Jack Swyteck and his family are caught in the crossfire after a deadly school shooting claims twenty casualties—Florida's fifth mass shooting in as many years—in this provocative and timely thriller from Harper Lee Prize–winner James Grippando that touches on some of the most contentious issues roiling America today.
It is the message every parent of a school-age child fears: "Active Shooter on Campus."

Jack Swyteck is at his office when he receives the emergency text from Riverside Day School. Both his daughter, Righley, and his wife, FBI agent Andie Henning, are in danger. Andie is in the school's rec center when she hears the fire alarms, then loud popping noises and screams coming from the hallway. A trained law-enforcement officer, Andie knows she's supposed to stay locked down inside the room. But Righley is in her kindergarten classroom and Andie must get her to safety.

The tragedy prompts mass hysteria—and dangerous speculation. The police haven't identified the shooter, but they find a handgun on the school grounds registered to a parent, a Muslim man named Amir Khoury. News of the gun and its owner leaks and quickly goes viral. Within minutes Al Qaeda claims responsibility. Andie is shocked—Amir is married to her friend, Lilly, a WASP whose bloodline goes back to the American Revolution.

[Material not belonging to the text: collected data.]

PR #3741, opened 2025-07-15
feat: add flux oci mirror app

mhrabovcin:
Add new `flux-oci-mirror` deployment.

```release-note

```

**Checklist**

### DIFF
--- a/applications/kommander-flux/2.6.1/mirror/flux-oci-mirror.yaml
+++ b/applications/kommander-flux/2.6.1/mirror/flux-oci-mirror.yaml
@@ -1,0 +1,107 @@
+---
+apiVersion: apps/v1
+kind: Deployment
+metadata:
+  name: flux-oci-mirror
+  labels:
+    app: flux-oci-mirror
+spec:
+  selector:
+    matchLabels:
+      app: flux-oci-mirror
+  replicas: 1
+  strategy:
+    rollingUpdate:
+      maxSurge: 25%
+      maxUnavailable: 25%
+    type: RollingUpdate
+  template:
+    metadata:
+      labels:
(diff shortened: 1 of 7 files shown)


mhrabovcin:
> do we need to update the flux update script at all? https://github.com/mesosphere/kommander-applications/blob/main/hack/flux/update-flux.sh

@gracedo I will need to add similar script for bumping this app once we have the release pipeline for it.

applications/kommander-flux/2.6.1/mirror/flux-oci-mirror.yaml
```diff
@@ -0,0 +1,107 @@
...
+      maxSurge: 25%
+      maxUnavailable: 25%
+    type: RollingUpdate
+  template:
+    metadata:
+      labels:
+        app: flux-oci-mirror
+    spec:
+      volumes:
+        - name: mirror-ca-bundle
```
cwyl02, line 24: should we change the volume name to `mirror-config`?

cwyl02 (approved):

cwyl02:
right now the app test failed due to missing cert-manager scheme https://github.com/mesosphere/kommander-applications/blob/main/apptests/flux/apply.go#L143-L154. but we can defer that change to another PR, since it will involve adding a new dependency to apptest module

mhrabovcin:
> right now the app test failed due to missing cert-manager scheme https://github.com/mesosphere/kommander-applications/blob/main/apptests/flux/apply.go#L143-L154. but we can defer that change to another PR, since it will involve adding a new dependency to apptest module

@cwyl02 thanks, I've added cert-manager CRDs to default kind installation.

PR #3753, opened 2025-07-17
refactor: default catalog configuration

takirala:
**What problem does this PR solve?**:

Relates to https://github.com/mesosphere/kommander/pull/6213

**Which issue(s) does this PR fix?**:

**Special notes for your reviewer**:

**Does this PR introduce a user-facing change?**:

```release-note

```

**Checklist**

- [ ] If the PR adds a version bump, ensure there is no breaking change in Licensing model (or NA).
- [ ] If a chart is changed or app configuration is significantly changed, the chart version is correctly incremented (so that apps are not automatically upgraded from a previous version of DKP).

PR #3768, opened 2025-07-18
feat: add nkp product catalog

johnliu25:

```release-note

```

**Checklist**

### DIFF
--- a/applications/kommander/0.16.0/defaults/cm.yaml
+++ b/applications/kommander/0.16.0/defaults/cm.yaml
@@ -130,3 +130,6 @@ data:
     catalogCollections:
     - registry: ghcr.io
       repository: nutanix-cloud-native/nkp-partner-catalog
+    - registry: ghcr.io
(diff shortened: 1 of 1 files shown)


applications/kommander/0.16.0/defaults/cm.yaml
```diff
@@ -130,3 +130,6 @@ data:
     catalogCollections:
     - registry: ghcr.io
       repository: nutanix-cloud-native/nkp-partner-catalog
+    - registry: ghcr.io
+      repository: nutanix-cloud-native/nkp-nutanix-product-catalog
+      branch: v2.0.0
```
takirala, line 135: This will be calculated dynamically and needs to be dropped. 
Also, lets skip this for dev.12

johnliu25: Could you please tell me where is the logic that the branch will be calculated dynamically?

takirala:
Done in #3753

PR #3798, opened 2025-07-23
feat: update the bitnami to official dns

saikumar98419:

update the bitnami to official dns


mhrabovcin (changes requested):
@saikumar98419 we'll have to use app version `>9.0.0` otherwise the new version would be considered as lower than the 9. I am thinking we can use `10` prefix so `10.18.0`

takirala:
closing stale PR. please reopen as needed.

PR #3840, opened 2025-08-02
chore: Readd AI-Navigator RAG for release in NKP v2.16.0

kaiwalyajoshi:
**What problem does this PR solve?**

This PR is a revert of #3773 and land the following additional fixes atop the revert patch:
- Rename `ai-navigator-gateway` to `ai-navigator-rag`
- Bump versions to `0.6.0`
- Use `pullthrough.infra.nkp.sh` to pull the private docker image till we Dockerhub repo Public.

#3773 had a companion reverted PR in Kommander [PR-6220](https://github.com/mesosphere/kommander/pull/6220) which due to new NKP-Full-Bundle doesn't need to be reverted anymore.

```release-note

```

**Checklist**


kaiwalyajoshi:
@gracedo I don't think we need to do anything further to include `ai-navigator-rag` into the NKP Full Bundle right?

PR #3851, opened 2025-08-04
fix: NCN-108862 adds ubuntu prebuilt driver container for pro

faiq:
For the Ubuntu OOTB OS, we need to add the nvidia precompiled drivers to the NKP airgap package. 

This will be required to allow NKP customers to use GPU workloads in airgap scenarios in combination with Ubuntu OOTB OS

https://jira.nutanix.com/browse/NCN-108862

```release-note

```

**Checklist**


msdolbey (approved):
👍 
yeah sure

PR #3873, opened 2025-08-08
feat: Add pod anti-affinity rules for eventing-webhook deployment

lukeogg:

Made adjustments to the Knative `eventing-webhook` deployment:

- Added a `podDisruptionBudgets` override in the config. This is set to `maxUnavailable: 1` to be consistent with our original Knative chart. This setting allows the replicas to be scaled from 1 to n and will still allow nodes to drain.
- Added `replicas: 3` as a default. Consistent with the idea, Knative would remain available during an upgrade and eventing is generally a HA component.
- Added preferred `podAntiAffinity` to spread pods among nodes.

https://jira.nutanix.com/browse/NCN-108946

Tested by draining nodes in a dev cluster.

```release-note

```

**Checklist**

### DIFF
--- a/applications/knative/1.18.1/defaults/cm.yaml
+++ b/applications/knative/1.18.1/defaults/cm.yaml
@@ -69,6 +69,23 @@ data:
       namespace: knative-eventing
       manifest:
         spec:
+          deployments:
+            - name: eventing-webhook
+              replicas: 3
+              podTemplate:
+                spec:
+                  affinity:
+                    podAntiAffinity:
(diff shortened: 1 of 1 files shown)


kaiwalyajoshi (approved):

msdolbey:
I think generally too, if someone has KNative in their cluster, they will have a pretty beefy setup, so I think this is okay to bump the number of replicas here.

msdolbey (approved):
👍 
The real disruptor

PR #3913, opened 2025-08-20
fix: remove grafana cpu limit & use recommended memory for limit

cwyl02:
Grafana ran into OOMKilled couple time with the default memory setting, turns out grafana minimum requirement is 512M memory and 1 cpu core.

https://jira.nutanix.com/browse/NCN-109257

```release-note

```

**Checklist**


fatz (approved):
awesome!

gracedo (approved):

PR #3929, opened 2025-08-24
fix: re-revert git-operator manifests

msdolbey:
Git Operator Admin Creds Rotate Job uses the bitnami/kubectl image
It should use bitnamilegacy/kubectl 

https://jira.nutanix.com/browse/NCN-109366

This change was failing some test earlier, is it safe to ignore this test? Can we just check to see if this can fix the issue without publishing a new git operator image altogether?

N/A

**Checklist**

### DIFF
--- a/services/git-operator/0.1.4/additional-images.txt
+++ b/services/git-operator/0.1.4/additional-images.txt
@@ -1,0 +1,1 @@
+docker.io/bitnamilegacy/kubectl:1.32.3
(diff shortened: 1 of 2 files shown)


gracedo:
Test will continue to fail bc the manifests now differ from the git-operator "source of truth" manifests at v0.13.7... otherwise to pull in the image update from upstream we would need to update git-operator to v0.13.11, which pulls in other changes we probably don't want to for this bitnami patch release https://github.com/mesosphere/git-operator/compare/v0.13.7...v0.13.11

gracedo:
I think this should also resolve it https://github.com/mesosphere/kommander-applications/pull/3931

PR #3936, opened 2025-08-25
fix: 2.14.2 + bitnamilegacy ONLY

cwyl02:
**What problem does this PR solve?**:
bitnami legacy fix for release-2.14

**Which issue(s) does this PR fix?**:

**Special notes for your reviewer**:

kommander: https://github.com/mesosphere/kommander/pull/6367

**Does this PR introduce a user-facing change?**:

```release-note

```

**Checklist**

- [ ] If the PR adds a version bump, ensure there is no breaking change in Licensing model (or NA).
- [ ] If a chart is changed or app configuration is significantly changed, the chart version is correctly incremented (so that apps are not automatically upgraded from a previous version of DKP).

When Xavier, Amir and Lilly's oldest child and an eighteen-year-old senior at Riverside confesses to the crime, the local community's anti-Muslim fervor explodes to levels unseen since 9/11. Terrified for her son's life, Lilly asks Jack to step in. A seasoned defense attorney with a passion to see justice done, he's taken on plenty of complicated cases. Xavier's, however, is not one he's inclined to take—until an old friend who lost his daughter in the shooting tells him that he must.

With the public calling for blood and prosecutors confident their case is air tight, Jack must unearth the Khourys' family secrets in order to expose the shocking truth and save his client from certain death. But he may not be able to save everyone—including himself.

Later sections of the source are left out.